Source records: Begin
Issue #832, opened 2023-04-18
Track entity versionNumbers


ktuite:
We need some way of tracking versions within an entity as it gets updated. Submissions have a unique instance id for each version and a deprecated id pointing to the previous version. We probably won't do the exact same thing for entities. We do want some way of uniquely identifying versions within an entity. We also need to be able to manage updates from multiple sources including partly offline updates.

matthew-white:
Now that we're doing this in .4, I'll move notes here from the draft release criteria for .5:

**Allow an API update to an Entity to specify a base version**

- Right now, I can make an API update to an Entity by specifying the ?force=true query parameter.
- As an alternative, I should be able to make an API update by specifying the Entity version on top of which my changes should apply.
- If my changes conflict with another update to the Entity, then I should receive a 409 error.
  - Backend might reject for “soft conflicts” (server version has moved forward) too.

PR #951, opened 2023-08-16
Enhance: add entity version number and modify update entity API to work with version

sadiqkhoja:
### Changes:

- Added version column in the entity_defs table
- OData Feed returns version number
- `forms/attachment/dataset.csv` also returns version number
- PATCH /entities/:uuid checks conflict if force flag is not provided

Integration tests and manual testing with frontend

Other option was to add version in query parameter or body, but version in ETag and If-Match is a cleaner approach

None

Will do it in a separate PR


matthew-white:
It sounds like this PR closes #832. Does that sound right?

test/integration/api/entities.js
```diff
@@ -829,13 +838,24 @@ describe('Entities API', () => {
...
-        .expect(501)
+        .expect(409)
         .then(({ body }) => {
-          body.code.should.equal(501.1);
+          body.code.should.equal(409.15);
+        });
+    }));
+
+    it('should reject if version does not match', testEntities(async (service) => {
+      // TODO: change logic around force flag and enforcing certain kinds of updates
```
ktuite, line 852: can remove this and above TODO comment now?

ktuite (approved):

ktuite:
I was trying to use this branch and had some problem loading the dataset properties in frontend. Null source forms?? It may have nothing to do with this PR, but reverting it made the problem go away.

Screen Shot 2023-08-29 at 10 03 14 AM

test/integration/api/datasets.js
```diff
@@ -1317,7 +1317,7 @@ describe('datasets and entities', () => {
               .then(({ headers, text }) => {
                 headers['content-disposition'].should.equal('attachment; filename="goodone.csv"; filename*=UTF-8\'\'goodone.csv');
                 headers['content-type'].should.equal('text/csv; charset=utf-8');
-                text.should.equal('name,label,first_name,age\n12345678-1234-4123-8234-123456789abc,Alice (88),Alice,88\n');
+                text.should.equal('name,label,version,first_name,age\n12345678-1234-4123-8234-123456789abc,Alice (88),1,Alice,88\n');
```
ktuite, line 1320: One thing I noticed when trying to make a form that looked up the version, and based on what we're talking about in the team meeting on Aug 29, `name` and `label` have to be what they are, but should `version` be `__version`?

sadiqkhoja: I like `version` for the attachment csv

PR #952, opened 2023-08-16
Validate savetos on structural fields

### LINKED ISSUE #670: Validate fields saved to dataset properties
Comment from [Matt](https://github.com/getodk/central-backend/issues/649#issuecomment-1301597288)

> Should we validate the type of fields that can be used as entity properties? My understanding is that groups and repeat groups are fields that can't be used as entity properties.
> 
> Less sure about this one: for now, should we prohibit any fields within a repeat group from being used as entity properties?
> 
> <hr>
> 
> - check what happens when a structural field is used in a bind that gets picked up by entities 
> - validate and don't allow binds on structural fields if they are for some reason allowed currently
> - don't allow binds on fields within repeat groups
> - keep all this in mind for future versions of entities that use repeats and can make multiple entities per form 

Check what happens when we try to add binds about entity properties to structural fields or fields within repeat groups and don't allow if they don't make sense. 

We'll come back to an updated version of the entity XForm spec that allows for a form to create multiple entities in the future.

ktuite:
Closes #670 

We had a number of questions from the issue
- What happens if a `saveto` is on a bind for a structural field, like a group or repeat group?

    * Answer: pyxform is more strict than Central when it comes to dataset/entity schemas in form definitions. If you try to put a `saveto` on a structural field, it will return an error like `Groups and repeats can't be saved as entity properties.`

- What does Central currently allow/disallow, given that pyxform is more strict?

    * Answer: Central is looking for binds with `type` attributes and ignoring other kinds of binds. It doesn't disallow them, though, because sometimes a bind might be used on a structural field for handling relevance (see https://github.com/getodk/central-backend/issues/147). 

- What happens when a `saveto` is on a field within a repeat group?

    * Answer: pxyform doesn't allow this and gives the error `Currently, you can't create entities from repeats. You may only specify save_to values for form fields outside of repeats.'`. In Central through v2023.3, the XML parsing allows this and creates a new dataset property. When parsing a corresponding submission, it saves the field value of the _last_ repeat instance into the entity. This PR adds a check that doesn't even let forms that do this be uploaded.

Tests.

This PR is mostly formally checking behavior we informally tested earlier when releasing entities. We have also been assuming most everyone working with entities is making forms in a spreadsheet and has had pyxform, which has been stricter than Central, stop them from making these mistakes. 

The only change to the code I made was adding a check to be more like pyxform where savetos on fields in repeats are no longer allowed.

It makes XML parsing around datasets a little stricter, but they probably weren't running into these things anyway. 

No.

### DIFF
--- a/lib/data/schema.js
+++ b/lib/data/schema.js
@@ -82,8 +82,11 @@ const _recurseFormFields = (instance, bindings, repeats, selectMultiples, envelo
       if (binding != null) {
         field.type = binding.type || 'unknown'; // binding should have a type.
         const prop = saveToAttr(binding);
-        if (prop)
+        if (prop) {
+          if (Array.from(repeats).find((repeat) => bindingPath.startsWith(repeat)))
+            throw Problem.user.invalidEntityForm({ reason: 'Currently, entities cannot be populated from fields in repeat groups.' });
           field.propertyName = binding[prop];
+        }
       } else if (tag.children != null) {
         // if we have no binding node but we have children, assume this is a
         // structural node with no repeat or direct data binding; recurse.
--- a/test/integration/api/datasets.js
+++ b/test/integration/api/datasets.js
@@ -2080,98 +2080,6 @@ describe('datasets and entities', () => {
           });
       }));
 
-      it.skip('should not break when a saveto/bind is on a field inside a repeat group', testService(async (service, container) => {
-        // Entities made from repeat groups are not yet supported. pyxform throws an error but central does not.
-        // When parsing the corresponding submission, it will pick the last item in the repeat group.
-        const form = `<?xml version="1.0"?>
-        <h:html xmlns="http://www.w3.org/2002/xforms" xmlns:entities="http://www.opendatakit.org/xforms/entities" xmlns:ev="http://www.w3.org/2001/xml-events" xmlns:h="http://www.w3.org/1999/xhtml" xmlns:jr="http://openrosa.org/javarosa" xmlns:odk="http://www.opendatakit.org/xforms" xmlns:orx="http://openrosa.org/xforms" xmlns:xsd="http://www.w3.org/2001/XMLSchema">
-          <h:head>
-            <h:title>Repeat Children Entities</h:title>
-            <model entities:entities-version="2022.1.0" odk:xforms-version="1.0.0">
-              <instance>
-                <data id="repeat_entity" version="2">
-                  <num_children/>
-                  <child jr:template="">
-                    <child_name/>
-                  </child>
-                  <child>
-                    <child_name/>
-                  </child>
-                  <meta>
-                    <instanceID/>
-                    <instanceName/>
-                    <entity create="1" dataset="children" id="">
-                      <label/>
-                    </entity>
-                  </meta>
-                </data>
-              </instance>
-              <bind entities:saveto="num_children" nodeset="/data/num_children" type="int"/>
-              <bind entities:saveto="child_name" nodeset="/data/child/child_name" type="string"/>
-              <bind jr:preload="uid" nodeset="/data/meta/instanceID" readonly="true()" type="string"/>
-              <bind calculate=" /data/num_children " nodeset="/data/meta/instanceName" type="string"/>
-              <bind calculate="1" nodeset="/data/meta/entity/@create" readonly="true()" type="string"/>
-              <bind nodeset="/data/meta/entity/@id" readonly="true()" type="string"/>
-              <setvalue event="odk-instance-first-load" readonly="true()" ref="/data/meta/entity/@id" type="string" value="uuid()"/>
-              <bind calculate="concat(&quot;Num children:&quot;,  /data/num_children )" nodeset="/data/meta/entity/label" readonly="true()" type="string"/>
-            </model>
-          </h:head>
-          <h:body>
-            <input ref="/data/num_children">
-              <label>Num Children</label>
-            </input>
-            <group ref="/data/child">
-              <label>Child</label>
-              <repeat nodeset="/data/child">
-                <input ref="/data/child/child_name">
-                  <label>Child Name</label>
-                </input>
-              </repeat>
-            </group>
-          </h:body>
-        </h:html>
-        `;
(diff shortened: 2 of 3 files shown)


lib/data/schema.js
```diff
@@ -82,8 +82,11 @@ const _recurseFormFields = (instance, bindings, repeats, selectMultiples, envelo
       if (binding != null) {
         field.type = binding.type || 'unknown'; // binding should have a type.
         const prop = saveToAttr(binding);
-        if (prop)
+        if (prop) {
+          if (Array.from(repeats).find((repeat) => bindingPath.startsWith(repeat)))
```
sadiqkhoja, line 86: Does this work when repeat is inside a group? What would be the value of `bindingPath` and `repeat` when saveto on /group1/repeat1/somefield

test/integration/api/datasets.js
```diff
@@ -2030,6 +2030,209 @@ describe('datasets and entities', () => {
...
+          .then(({ body }) => {
+            body.name.should.be.eql('things');
+            const { properties } = body;
+            properties.length.should.equal(2);
+            properties[0].name.should.equal('prop1');
+            properties[1].name.should.equal('prop3');
+          });
+      }));
+
+      it.skip('should not break when a saveto/bind is on a field inside a repeat group', testService(async (service, container) => {
```
sadiqkhoja, line 2083: forgot to remove `skip`?

this is about Submission parsing, right?

test/integration/api/datasets.js
```diff
@@ -2030,6 +2030,209 @@ describe('datasets and entities', () => {
             }));
       }));
 
+      it('should ignore a saveto incorrrectly placed on a bind on a structural field', testService(async (service) => {
```
sadiqkhoja, line 2033: shouldn't we reject such forms?

test/integration/api/datasets.js
```diff
@@ -2030,6 +2030,209 @@ describe('datasets and entities', () => {
...
+            <model entities:entities-version="2022.1.0" odk:xforms-version="1.0.0">
+              <instance>
+                <data id="repeat_entity" version="2">
+                  <num_children/>
+                  <child jr:template="">
+                    <child_name/>
+                  </child>
+                  <child>
+                    <child_name/>
+                  </child>
```
sadiqkhoja, line 2190: duplicate nodes

test/unit/data/schema.js
```diff
@@ -524,6 +524,158 @@ describe('form schema', () => {
...
+            { name: 'title', path: '/occupation/title', type: 'string', order: 2 },
+            { name: 'dates', path: '/occupation/dates', type: 'structure', order: 3 },
+            { name: 'joined', path: '/occupation/dates/joined', type: 'date', order: 4 },
+            { name: 'departed', path: '/occupation/dates/departed', type: 'date', order: 5 },
+            { name: 'salary', path: '/occupation/salary', type: 'decimal', order: 6 }
+          ]);
+        });
+      });
+
+      it.skip('should allow binds on fields in repeats even if functionality is not correct', () => { // gh cb#670
```
sadiqkhoja, line 572: I guess this can be removed?

test/unit/data/schema.js
```diff
@@ -524,6 +524,158 @@ describe('form schema', () => {
...
+            { name: 'children', path: '/children', type: 'structure', order: 1 },
+            { name: 'child', path: '/children/child', type: 'repeat', order: 2 },
+            { name: 'name', path: '/children/child/name', type: 'string', order: 3, propertyName: 'child_name' },
+            { name: 'toy', path: '/children/child/toy', type: 'repeat', order: 4 },
+            { name: 'name', path: '/children/child/toy/name', type: 'string', order: 5 }
+          ]);
+        });
+      });
+
+      it('should allow binds on fields in repeats even if functionality is not correct', () => { // gh cb#670
```
sadiqkhoja, line 630: caption needs to be changed

test/integration/api/datasets.js
ktuite: this [line](https://github.com/getodk/central-backend/blob/83e453326c9aeded6297c1ef5af63aa0efc782b4/lib/data/schema.js#L146C8-L146C8) of the code looks for binds that explicitly include `type`, so a field that is explicitly not a structural field. 

i believe the parsing code works like that (filtering for just binds with a type) because of this [test](https://github.com/getodk/central-backend/blob/de41d8fa09d8c6d3cd6ed652703974f1cce645d2/test/unit/data/schema.js#L139C36-L179) for this [issue](https://github.com/getodk/central-backend/issues/147) where sometimes there _is_ a bind on a structural field, but for something that collect/enketo does, not central.

it would be more work (and might introduce other bugs) to find these other binds and check they don't have a saveto and reject if they do... 

- it doesn't seem like a big enough problem to justify the work/risk: if a person adds a saveto on a structural field and it gets totally ignored, nothing terrible happens. hopefully they notice the problem when the property isn't in the list of properties for the dataset. they'd also have to have done it manually, because pyxform _does_ throw an error about this.
- if a person adds a type and a saveto on a bind for a structural field, many other things about the rendering of the form itself breaks.

lib/data/schema.js
ktuite: excellent question

test/integration/api/datasets.js
ktuite: this is me leaving a trail of my thoughts in a confusing manner
- towards the beginning of my work on this issue, i wrote this test checking that you could have binds on a field in a repeat, and the submission parsing would pick up the last value in the repeat.
- i decided i could get more aggressive about checking the form definition up front. with that change, this test no longer passes. i wasn't ready to delete it, though.
- i'll delete it unless for some reason we _do_ want to let people upload form definitions with binds on fields inside of repeats.

lib/data/schema.js
ktuite: in a test i am about to add, the binding path might look like
`/data/children/child/possessions/toys/toy`
and the set of repeats like
`'/data/children/child',  '/data/children/child/possessions/toys'`
so it does find it and reject, even when it is inside a complicated nesting.

sadiqkhoja (approved):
Source records: End
Instructions for the task:
Supply the count of lines in the entries that contain the word "possessions", and nothing besides.

Exercise solution:
2